Be Happy^^

No More Pain, No More Cry (: (:

Minggu, 28 Januari 2018

(Fanfiction) A Rainbow for You



A Rainbow for You



.
.
.

Author:
@cloudisah_

.
.

Main Cast:
B.A.P Jung Daehyun
OC’s Jirin

.
.

Genre:
Sad Romance

.
.
.

***

Ujung tongkatnya menyusuri rerumputan basah yang tengah ia pijak. Kedua tungkainya yang tanpa alas kaki itu ia biarkan basah kala barisan hujan kini tampak semakin rapat. Dengan agak terburu, ujung tongkatnya masih menyusuri basahnya rumput dengan tubuh yang mulai basah.

Hingga ketika ujung tongkatnya mencapai dataran yang lebih keras—dan itu pasti lantai kayu gazebo—kedua tangannya lantas meraba sebuah bangku di sana dan memposisikan tubuhnya duduk di atas bangku kayu tersebut setelah sebelumnya meletakkan tongkatnya secara asal. Halaman belakang rumah sakit menjadi tempat favoritnya ketika suntuk di kamar pasien belakangan ini, terlebih karena—

“Sudah kubilang ‘kan kalau mau ke sini katakan padaku.”

—pria pemilik suara itulah yang membuatnya selalu merindukan tempat ini.


Ia—Jirin—menjungkitkan kedua sudut bibirnya ketika mendapati suara yang sangat familiar bagi indra pendengarannya, dan ia tak perlu repot-repot menoleh untuk menyambut kedatangan sang pemilik suara. Jirin bisa merasakan orang itu sudah duduk di sisinya tanpa permisi. Hingga kemudian hening di antara keduanya selama puluhan sekon, membiarkan suara hujan mendominasi.

“Sekarang sedang hujan, kenapa kamu ke sini?” Setelah kembali membuka konversasi, Jirin berusaha menangkap air hujan melalui telapak tangannya, sekalipun hal tersebut tak berhasil karena terhalang ujung atap gazebo.

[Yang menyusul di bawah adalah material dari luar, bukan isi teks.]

PR #911, opened 2026-09-16
fix(memory-profiling): pop the liveset entry before the inner realloc

rcoh:
## What

`Dial9Allocator::realloc` forwards to the inner allocator *before* it can run any hook:

```rust
let new_ptr = unsafe { self.0.realloc(ptr, old_layout, new_size) };
if !new_ptr.is_null() && let Some(inner) = ACTIVE.get() {
    on_realloc(inner, ptr, old_layout.size(), new_ptr, new_size);  // -> on_dealloc(ptr)
}
```

If the block moved, `self.0.realloc` already released the old pointer internally. Another thread can therefore have been handed that address, sampled it, and run `on_alloc`'s stale-entry path (`insert` → `entry().update(v)`) before our hook looks at the liveset. `on_dealloc` then pops the **new** allocation's entry:

- the emitted `RawFree` carries the wrong `(size, alloc_ts_ns)`, and
- the live allocation loses its liveset entry, so its real free is never reported.

`on_dealloc` itself is fine, because `Dial9Allocator::dealloc` runs the hook *before* forwarding to `self.0.dealloc(ptr)`, so the calling thread still exclusively owns the address. `alloc`/`alloc_zeroed` are fine because `ptr` is not published until the outer call returns. **`realloc` is the only path that resolves an address it no longer owns.**

## How

Give realloc the same ordering the dealloc path already has: take the liveset entry out before forwarding, emit after.

- `on_realloc_before` pops the entry while we still own `old_ptr`, and captures `ts_ns`.
- `on_realloc_success` emits the `RawFree` from that captured state, then the alloc-of-new.
- `on_realloc_failed` puts the entry back — a failed realloc never releases the old pointer, so the block is still live and must not be recorded as freed.

The shared `entry()` sequence moves into `take_liveset_entry`, whose doc states the exclusive-ownership invariant both callers depend on.

Two follow-on fixes fall out of the reordering:

- **The shutdown-drain variant becomes sound.** Today a realloc during TLS teardown pushes its flagged `RawFree` with a timestamp sampled *after* the inner realloc, so a new allocation of that address can be stamped before it and slip past `MemoryProfileSource::handle_free`'s `alloc_ts_ns >= f.ts_ns` guard. Sampling `ts_ns` up front closes that.
- **Free-of-old now strictly precedes alloc-of-new.** Design §3 says timestamps disambiguate the free-then-alloc of an in-place realloc, but today both are sampled after the realloc and can tie. The consolidator's merge-by-timestamp drain now has a real ordering to work with.

## Cost

Hot-path op count is unchanged — one liveset lookup, moved earlier. The extra `insert` only happens on realloc failure. `ACTIVE.get()` is read once instead of once, and reused across the call.


perf-self-profile/src/memory_profiling/hook.rs
```diff
@@ -321,27 +314,210 @@ pub(crate) fn on_dealloc(inner: &MemoryProfilerInner, ptr: *mut u8, _size: usize
...
+#[inline]
+pub(crate) fn on_realloc_before(inner: &MemoryProfilerInner, old_ptr: *mut u8) -> ReallocState {
+    let ts_ns = clock_monotonic_ns();
+    let Some(liveset) = &inner.liveset else {
+        return ReallocState {
+            ts_ns,
+            taken: None,
+            shutdown: false,
+        };
+    };
```
jv1i: should we / is it worth moving the clock read to happen only if liveset tracking is on? (maybe make ts_ns an Option)

jv1i (approved):
Looks good. 

re: full soundness, there may be a separate (pre-existing) issue with a race in the shutdown drain: `handle_free` does `peek_with` and `remove` separately, so maybe an address could be reused between them? (and cause the newer entry to be removed)

perf-self-profile/src/memory_profiling/hook.rs
rcoh: good catch; will move that

PR #924, opened 2026-09-16
fix(viewer): locate the toolkit skill by content, not by name

### LINKED ISSUE #915: Symposium & Dial9: Tools break when the toolkit's directory is renamed
Part of symposium-dev/symposium#294.

Depends on: nothing. Edits the same files as #913 and #914.

## What happens

Three of the five analysis tools find their shared trace parser by looking for a neighbouring directory with an exact, hardcoded name: `dial9-toolkit`. That name is not dial9's to choose. Symposium decides the installed directory's name on the user's machine, and appends a hash to it whenever the plain name is already taken, for instance by a directory the user created themselves. When that happens the three tools die on an unrecoverable module error.

Two things make it worse than a missing file. Every lookup gives up by returning its last guess **without checking whether it exists**, so the message names the file's location in the source tree, which cannot exist under an install root: it points the reader somewhere that is real in a checkout and impossible where they are. And the name is hardcoded in more places than the three tools: also in a fourth tool that happens to live inside that directory, in the shared library itself, in the build script, and in a test.

One caution for whoever fixes this: the source-tree fallback is not dead code. It is the branch that makes the tools work when run from a checkout, which is how the reproduction in #914 runs them. Make it robust rather than removing it.

## Before you verify this

**Do not check your work through a Symposium install that copies from a source tree.** Such an install is currently broken for an unrelated reason (symposium-dev/symposium#288 drops symlinked files, so the shared library never arrives at all), and it will fail whether or not your change is correct. Use the binary's own unpack, which produces real files:

```bash
cargo build -p dial9-viewer
D=$(mktemp -d) && ./target/debug/dial9-viewer agents skills "$D"
```

That is the right surface for this issue and it does not wait on another organisation.

## How to see it

```bash
# needs: a dial9 checkout, cargo, node

cargo build -p dial9-viewer
D=$(mktemp -d)
./target/debug/dial9-viewer agents skills "$D"
node "$D/dial9-zoom-window/scripts/zoom.js" dial9-viewer/ui/public/demo-trace.bin 100
# -> runs to completion, exit 0

# now rename the TOOLKIT's directory, which is what Symposium does on a collision.
# renaming the install root instead changes nothing: every lookup is relative to the
# script's own location.
mv "$D/dial9-toolkit" "$D/anything-else"
node "$D/dial9-zoom-window/scripts/zoom.js" dial9-viewer/ui/public/demo-trace.bin 100
# -> Error: Cannot find module '<parent of $D>/ui/trace_parser.js'
#    that is the source-tree layout, one level above the install root.
#    node prints four lines before the Error, so pipe through `head -8`.
#
# use zoom rather than the red-flag scanner here: the scanner crashes on this trace
# for an unrelated reason (#914), which would muddy the result.

# every place the name is hardcoded
grep -rn "dial9-toolkit" dial9-viewer/skills/*/scripts/*.js \
     dial9-viewer/ui/trace_parser.js dial9-viewer/build.rs \
     dial9-viewer/tests/server_test.rs
```

Do **not** build the standalone case with `cp -R`: it preserves the symlinks, which then dangle, and you get the same message for an entirely different reason. `cp -RL` dereferences.

## Done when

- Every analysis tool works when the **toolkit skill's own directory** has an arbitrary name.
  Rename `dial9-toolkit` to something unrelated, not to a hash-suffixed variant, or a fix that merely matches `dial9-toolkit*` will pass while the problem survives.
- Every tool works when its neighbouring directories are absent, and when a dependency genuinely cannot be found it says so, naming the locations it searched.
- Running from a checkout still works.
- A test renames the toolkit's directory and then **runs** each of the five analysis tools against a fixture, asserting exit zero and non-empty output. The existing `unpacked_scripts_resolve_dependencies` does not qualify: it checks that five paths exist, never runs anything, and hardcodes the very name this issue removes, so it passes today with the problem fully present.

## Resolution notes

The fix in progress (branch `toolkit-dir-independent-lookup`) locates the toolkit by content, never by name: the first directory holding all of `trace_parser.js`, `trace_analysis.js` and `decode.js`, trying the script's own directory, then every `<skills root>/<entry>/scripts` in sorted order, then the checkout's `ui/`. When none qualifies the error lists every location searched and names the skill to install. Two consequences to know about. If a user keeps a complete copy of their own at the plain `dial9-toolkit/` next to an installer-suffixed `dial9-toolkit-<hash>/`, the plain one wins by sort order even if it is older. And the new test runs the five tools with `node`, so `node` must be on `PATH` for `cargo test -p dial9-viewer`; CI has it.

One finding from running Claude against a renamed install: Claude Code registers a project skill under its directory name, so the suffixed toolkit is exposed as `dial9-toolkit-1a2b3c4d`. The tools work regardless (that is this issue), but prose in other skills that refers to "the `dial9-toolkit` skill" no longer matches a registered name. Tracked in symposium-dev/symposium#292.

Fluzko:
Three of the five analysis tools (`red_flag_scan.js`, `diagnose_long_poll.js`, `zoom.js`) find the shared trace parser by looking for a neighbouring directory called exactly `dial9-toolkit`. That name is not ours to choose: whoever installs the skills picks it, and Symposium appends a hash to it when the plain name is already taken. When that happens the three tools die with a module error pointing at a path that only exists in a source checkout.

## What changes

- Every tool locates the toolkit by what it contains, not by the directory's name, so the toolkit can be installed under any name.
- When the toolkit is genuinely missing, the tool says so and lists every location it searched.
- Running from a checkout keeps working.
- The unpack test now renames the toolkit directory and runs all five tools against a trace, instead of checking that some files exist.

## How it was verified

- cargo tests, clippy, fmt
- By hand: unpacked the skills, renamed the toolkit to an unrelated name, ran the five tools; removed it and checked the error.
- With Claude Code headless against an install where the toolkit carried a hash suffix: the agent ran the scan and the zoom without reaching outside the install.

## Notes for review
- If a user keeps a complete copy of their own at the plain `dial9-toolkit/` next to an installer-suffixed one, the plain copy wins.
- Claude Code registers a project skill under its directory name, so a suffixed toolkit shows up to the agent as `dial9-toolkit-<hash>`. The tools work regardless; the naming question is tracked in symposium-dev/symposium#292.

Closes #915


rcoh:
does symposium provide some general primitive to provide code alongside the skills btw?

Fluzko:
> symposium provide some general primitive to provide code alongside

not quite sure what you mean, but:
- Symposium _imports_ the whole directory, including the `skill.md` + `scripts/`. This means the code's actually _there_ and can be seen/used
- If you mean code shared between skills, that's https://github.com/symposium-dev/symposium/issues/292 territory. Open to suggestions/opinions there

rcoh (approved):

Fluzko:
Superseded by #952, which merged this commit together with the ambiguous-lookup warning.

“Tadi aku melihatmu berjalan melewati kamarku, makanya aku ikuti,” pemilik suara yang hingga saat ini tak Jirin ketahui namanya itu menjawab kalimat tanya Jirin dengan suaranya yang khas. “Omong-omong, kenapa tidak duduk di kamarmu saja? Apa tidak dingin?”

Jirin menghela napas sejenak. “Aku tak bisa melihat hujan meskipun berada di sisi jendela. Karenaya aku ke sini, setidaknya aku bisa merasakan seperti apa yang dinamakan hujan itu.”

Yang diajak bicara terlihat mengangguk pelan. Lantas kembali hening. Hujan masih saja turun dengan kuantitas sedang, meskipun masih tak tampak tanda-tanda akan segera usai.

“Kamu tahu, Jirin. Setelah hujan biasanya akan muncul bias cahaya berwarna-warni di langit, yang biasa disebut dengan pelangi. Aku yakin kamu akan sangat menyukainya saat bisa melihat nanti!” pria itu berseru lantas berdiri di hadapan Jirin. Meskipun hal itu percuma sebab Jirin tak bisa melihatnya.

“Ya, aku pernah mendengarnya dari ibuku. Apakah benar-benar secantik itu?”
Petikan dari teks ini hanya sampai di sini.